--- START ---
Issue #478, opened 2025-09-30
Bind/Listener/Route Configuration over xDS ?


dawid-nowak:
Hey;
I have started work on integrating  Agentgateway with [Kubvernor](https://github.com/kubvernor/kubvernor/tree/adding_agent_gateway_as_backend) control plane.

In my approach I am using xDS to send Bind, Listener and Routes to Agentgateway. Looking at the logs Agentgateway seems to be happy with resources and sends an ACK to Kubvernor. 

<img width="1778" height="258" alt="Image" src="https://github.com/user-attachments/assets/640b294c-9ac2-42c2-9f39-a8954153894e" />

Looking at the config_dump from the admin interface, everything appears to be good as well.

<img width="688" height="784" alt="Image" src="https://github.com/user-attachments/assets/27d93399-35b3-4b02-9327-d76ebe62eccc" />

The problem is that I don't see the configured port being open. It looks like resources are added to the store but nothing else. 
I would expect that at least port 1080 is open for listening. 

What am I missing?

I have added some extra logging and it looks like the broadcast event is not sent.

<img width="2062" height="167" alt="Image" src="https://github.com/user-attachments/assets/246ecb7c-f17d-4846-8db4-ea040466bfea" />

howardjohn:
Hey David, I believe this blocks until both Resource and Address types are received which may be the problem. Not binding unti then is intentionally to avoid serving a partial state

dawid-nowak:
Could be. I have traced the broadcast sender to AdsClient in xds crate but I don't think I don't think the sender is actually used. 
I have created a PR to maybe fix the issue https://github.com/agentgateway/agentgateway/pull/479

dawid-nowak:
@howardjohn Thanks for your help here. Seding an empty DeltaDiscoveryResponse with Address unblocked the gateway.

PR #479, opened 2025-09-30
Unblocking the gateway from xDS handlers

dawid-nowak:
A fix for [Issue 478](https://github.com/agentgateway/agentgateway/issues/478)

It looks like the ultimate problem is that we the proxy is stuck at [line 79](https://github.com/agentgateway/agentgateway/blob/main/crates/agentgateway/src/app.rs#L79) waiting for a notification from StateManager.

While this unblocks the proxy, I am not sure if this is the right place to put.

### DIFF
--- a/crates/xds/src/client.rs
+++ b/crates/xds/src/client.rs
@@ -702,6 +702,11 @@ impl AdsClient {
 			),
 		};
 
+		if let Some(block_ready) = self.block_ready.as_mut() {
+			info!("unblocking gateway");
+			_ = block_ready.send(());
+		}
+
 		send
 			.send(DeltaDiscoveryRequest {
 				type_url,              // this is owned, OK to move


crates/xds/src/client.rs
--- END ---
Your task
Output, exactly and with no other text, the line that contains "owned, OK to move" and all lines from there to the end of the records.

Response
 				type_url,              // this is owned, OK to move


crates/xds/src/client.rs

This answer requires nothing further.